There was also no shortage of mysteries, such as the Perry Mason series by Erle Stanley Gardner (another great success of Pocket Books), which incessantly reproposed the adventures of a cynical and ruthless detective. Crime stories by Raymond Chandler and Dashiell Hammett were published, as well as Exit for a Dame, by Richard Ellington (Pocket), Benny Muscles In, by Peter Rabe (Gold Medal Books), Report for a Corpse, by Henry Kane (Dell) , and Leave Her to Hell, by Fletcher Flora (Avon). In particular, I, the Jury (“I will kill you”), by Mickey Spillane, published in 1948 with Signet, sold millions of copies, captivating all of America with the adventures of detective Mike Hammer.

Publishers didn't try to pass off this kind of story as high-level literature, but offered light books, very similar to comics for adults, in a word "pulp fiction". As Paula Rabinowitz rightly observes, in the paperback world it was hard to separate Emily Brontë from Mikey Spillane and indeed the same year I'll Kill You came out Signet reprinted the works of James Joyce, William Faulkner Thomas Wolfe and Arthur Koestler. Publishers made no effort to distinguish the classics from the trash—instead, they commissioned the covers of books like Brave New World and Young Holden from the same artists who did those of Strangler's Serenade and The Case of the Careless Kitten.
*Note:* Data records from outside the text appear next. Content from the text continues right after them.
PR #419, opened 2022-01-19
Dev/richard/unicode

richard-rogers:
### General Checklist

* [ ] Documentation updated


src/whylogs/core/statistics/stringtracker.py
```diff
@@ -158,6 +168,128 @@ def to_summary(self):
...
+    def __init__(self, block_list: Dict[str, List[int]] = None):
+
+        if block_list is None:
+            # might want to make this a multimap or make each value a list of ranges
+            # maybe make the defualt {} so nothing's tracked to match old StringTracker behaviour
+            block_list = {
+                "emoji": [0x1F600, 0x1F64F],
+                "basic-latin": [0x0000, 0x007F],
+                "extended-latin": [0x0080, 0x02AF],
+            }
```
richard-rogers: Include a bucket for characters that aren't in any listed block.

Makefile
```diff
@@ -102,7 +102,7 @@ requirements.txt:
 
 $(build.proto): $(src.proto)
 	@$(call i, Generating python source for protobuf)
-	protoc -I $(src.proto.dir) --python_out=$(build.proto.dir) $(src.proto)
+	protoc -I $(src.proto.dir) --python_out=$(build.proto.dir) --experimental_allow_proto3_optional $(src.proto)
```
richard-rogers: Add this to the Java build, or drop it if unneeded.

src/whylogs/core/statistics/stringtracker.py
```diff
@@ -251,8 +386,9 @@ def merge(self, other):
         new_length = self.length.merge(other.length)
         new_token_length = self.token_length.merge(other.token_length)
         new_char_pos_tracker = self.char_pos_tracker.merge(other.char_pos_tracker)
+        new_char_block_tracker = self.char_block_tracker.merge(other.char_block_tracker)  # block map?
 
-        return StringTracker(count, items_copy, new_theta, new_length, new_token_length, new_char_pos_tracker)
+        return StringTracker(count, items_copy, new_theta, new_length, new_token_length, new_char_pos_tracker, self.token_method, new_char_block_tracker)
```
richard-rogers: Validate that both `StringTracker`s have the same `token_method`?

Makefile
jamie256: I don't think we need the optional tag on the protobuf fields, they can be empty in general. The 'optional' may be useful when consuming code requires a default value, but in general fields can be empty and we handle that. https://developers.google.com/protocol-buffers/docs/pythontutorial?hl=en#defining-your-protocol-format

Or can you explain why you wanted these marked optional.

PR #427, opened 2022-01-27
Change total row number computation

pecop2:
## Description

Changed the way of computing the total_row_number used for the Table shape constraints, using each column profile counters tracker instead of creating and updating a separate dictionary. This as well addresses the concern of merging two dataset profiles and possibility of inconsistencies when using a separate dictionary for tracking the total row number.

### General Checklist

* [ ] Documentation updated


jamie256 (approved):
Thanks for the follow up here, looks good!

PR #431, opened 2022-02-03
Display human readable name for constraints

MilenaTrajanoska:
## Description

Changed default constraints naming to a more human readable format

### General Checklist

* [ ] Documentation updated

### DIFF
--- a/src/whylogs/core/statistics/constraints.py
+++ b/src/whylogs/core/statistics/constraints.py
@@ -1203,6 +1203,15 @@ class MultiColumnValueConstraints(ValueConstraints):
             return MultiColumnValueConstraints({v.name: v for v in value_constraints})
         return None
 
+    def to_protobuf(self) -> ValueConstraintMsgs:
+        v = [c.to_protobuf() for c in self.raw_value_constraints.values()]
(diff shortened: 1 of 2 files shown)


src/whylogs/core/statistics/constraints.py
```diff
@@ -258,13 +260,16 @@ def __init__(self, op: Op, value=None, regex_pattern: str = None, apply_function
 
     @property
     def name(self):
```
MilenaTrajanoska, line 262: The name is serialized to protobuf even if the user does not supply a name parameter. This is needed because if we have a value constraint for the values to be greater than 10, then the default name for ValueConstraint(op.GT, 10) when no name is supplied would be "value GT 10". After we call to_protobuf on the same constraint, the internal implementation casts 10 to 10.0. If the name attribute is not serialized, then when we create the constraint using from_protobuf again, the new name would be "value GT 10.0", which would make these constraints unmergable since their names would now be different.

jamie256: Thanks for the context, makes sense.

jamie256 (approved):
LGTM!

PR #437, opened 2022-02-09
DatasetConstraints serialization and chi square calculation fixes

pecop2:
## Description

Fixing a serializing bug for DatasetConstraints that contained MultiColumnConstraints and updating the tests.
Fix for Chi-Squared statistic calculation.

### General Checklist

* [ ] Documentation updated

### DIFF
--- a/tests/unit/core/statistics/test_constraints.py
+++ b/tests/unit/core/statistics/test_constraints.py
@@ -2875,6 +2875,38 @@ def test_column_values_unique_within_row_constraint_invalid_params():
         columnValuesUniqueWithinRow(column_A=["A"])
 
 
+def test_multicolumn_value_constraints_report(local_config_path):
+    data = pd.DataFrame(
+        {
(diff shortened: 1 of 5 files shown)


tests/unit/core/statistics/test_constraints.py
```diff
@@ -1563,11 +1563,21 @@ def test_dataset_constraints_serialization():
     set1 = set(["col1", "col2"])
     columns_match_constraint = columnsMatchSetConstraint(set1)
 
+    val_set = {(1, 2), (3, 5)}
```
richard-rogers, line 1566: This function is far too long. Not necessarily a problem to fix in this PR, but we should at least file a ticket to refactor this.

pecop2: I've changed it now, you can take a look when you have the time.

jamie256 (approved):
Looks good, thanks for making the fixes and refactor.

PR #438, opened 2022-02-10
Add Java package smoketest

richard-rogers:
## Description

Adds smoke test to verify the built jar works.

Also updates lombok and graddle

### General Checklist

* [ ] Documentation updated


java/gradlew.bat
```diff
@@ -1,103 +1,103 @@
-@rem
```
jamie256, line 1: Is this just line endings changes?

java/smoketest/build.gradle
```diff
@@ -0,0 +1,24 @@
...
+    dirs '../build/libs', '../cli/build/libs', '../core/build/libs'
+  }
+  mavenCentral()
+}
+
+sourceCompatibility = 1.8
+targetCompatibility = 1.8
+
+dependencies {
+  implementation "ai.whylabs:core:0.1.7-b2"
```
jamie256, line 18: How do we handle whylogs java version changes?

java/smoketest/src/main/java/smoketest/SmokeTest.java
```diff
@@ -0,0 +1,8 @@
+import com.whylogs.core.DatasetProfile;
+import java.time.Instant;
+
+public class SmokeTest {
+    public static void main(String[] args) {
+       DatasetProfile dsp = new DatasetProfile("test", Instant.now());
```
jamie256, line 8: Will this catch the missing protobuf message definitions?

jamie256 (commented):
Left a few questions.

java/gradlew.bat
richard-rogers: I'm not sure if there are other differences between the 6.3 and 7.3 wrapper scripts. Since it's the Windows script, it makes sense to have the Windows line endings.

java/smoketest/build.gradle
richard-rogers: The workflow needs something like the Python's bumpversion. I'm still inclined to keep the Python and Java version numbers the same so the packages don't collide when updating the other language.

java/smoketest/src/main/java/smoketest/SmokeTest.java
richard-rogers: I can add code to explicitly exercise the protobuf code.

jamie256: This is a good start, thanks for clarifying.

java/smoketest/build.gradle
jamie256: ok, let's follow up with the version bump outside this PR.

jamie256 (approved):
LGTM!

PR #444, opened 2022-02-16
Fix KS test p-value computation

MilenaTrajanoska:
## Description

Fix KS test p-value computation
Add condition in entropy calculation

### General Checklist

* [ ] Documentation updated

### DIFF
--- a/src/whylogs/core/summaryconverters.py
+++ b/src/whylogs/core/summaryconverters.py
@@ -289,7 +289,8 @@ def ks_test_compute_p_value(target_distribution: kll_floats_sketch, reference_di
             D_max = D
         j += 1
 
-    p_value = special.kolmogorov(np.sqrt(num_quantiles) * D_max)
+    n_samples = min(target_distribution.get_n(), reference_distribution.get_n())
+    p_value = special.kolmogorov(np.sqrt(n_samples) * D_max)
     return type("Object", (), {"ks_test": p_value})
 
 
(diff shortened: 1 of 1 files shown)


src/whylogs/core/summaryconverters.py
```diff
@@ -251,13 +253,42 @@ def ks_test_compute_p_value(target_distribution: kll_floats_sketch, reference_di
...
+
+    while j < num_quantiles:
+        cdf_target = target_distribution.get_cdf([ref_quantile_values[j]])[0]
+        cdf_ref = reference_distribution.get_cdf([ref_quantile_values[j]])[0]
+        D = abs(cdf_target - cdf_ref)
+        if D > D_max:
+            D_max = D
+        j += 1
+
     n_samples = min(target_distribution.get_n(), reference_distribution.get_n())
```
MilenaTrajanoska, line 292: Is this the right number of samples?

src/whylogs/core/summaryconverters.py
```diff
@@ -251,13 +253,42 @@ def ks_test_compute_p_value(target_distribution: kll_floats_sketch, reference_di
...
     p_value = special.kolmogorov(np.sqrt(n_samples) * D_max)
```
MilenaTrajanoska, line 293: Is this the right distribution for the p-value?

bernease:
Looking into this later today.

jamie256 (approved):
LGTM!

src/whylogs/core/summaryconverters.py
jamie256: Will follow up with Bernease on these questions

PR #93, opened 2021-01-27
Enable additional UVC control settings

dognotdog:
This PR adds a patch file that enables all UVC video settings in the USB descriptor for which V4L2 mappings exist in `uvc-gadget`, though not all settings are fully functional, yet (neither are all settings functional with the 0001 patch).

Camera Terminal in uvc-gadget maps 0x0E / 14, 0x00, 0x00
D1 AE_MODE
D2 AE_PRIORITY
D3 exposure time

Processing Unit in uvc-gadget maps 0xFF / 255,  0x2F / 47, 0x00
D0 Brightness
D1 contrast
D2 hue
D3 saturation
D4 sharpness
D5 gamma
D6 WB temperature
D7 WB component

Avon books, the publisher most determined to keep the cultural level low, used a portrait of Shakespeare as a logo for its paperback series, going so far as to declare on the outer band that "for millions of readers this brand is synonymous with high literary quality", as in the case of The Amboy Dukes, by Irving Shulman. The book, which according to its subtitle was "a novel about rebellious Brooklyn youth," featured a boy and girl passionately embracing on the grass on the cover, and was one of the pulps that caused the greatest sensation. In any case, Shakespeare had no chance to object.

The "civil weight" of pulp literature and its consequences

As a good English teacher, Paula Rabinowitz is very annoyed by inconsistency and imprecision, nevertheless it is very difficult to understand the chaos that reigned in the post-war field of paperbacks. It was easy to find Native Son (“Fear”), Invisible man (“The invisible man”) and The Street on the same shelves that housed Kiss Me, Deadly (“Deadly kiss”), although this trend is not sufficient to confirm the thesis of Rabinowitz according to which:

Using a standard format and creating typically pulp-style covers, the New American Library gave space not only to Spillane, but also to black and communist authors, introducing the question of human rights in the post-war period. NAL appears to have contributed to the fight against racial segregation (crowned by the Brown v. Board of Education of Topeka ruling), helping the broad category of white proletarians make sense of the protests involving public transportation in Montgomery and proposing readings that they described episodes of intimacy between people of different races.

In fact, it is highly unlikely that this was NAL's true intent. not to mention sexual relations between whites and blacks, which Spillane certainly did not intend to encourage (the same indifference was reserved, moreover, for the topic of homosexuality).

However, Rabinowitz is not entirely wrong in stating that paperbacks had a certain weight in the socio-political liberalization that swept the United States in the XNUMXs, but in the sense that they hindered it. Sales of the toughest pulps, peppered with racial stereotypes and sexist vulgarities, far exceeded those of other more or less famous authors. What is certain is that paperbacks have left an indelible mark on XNUMXth century literature, as they have represented a factor of considerable disturbance within the sector, undermining traditional publishing and therefore the entire legislation relating to the press .

Can't the same be said of ebooks? Sure you can!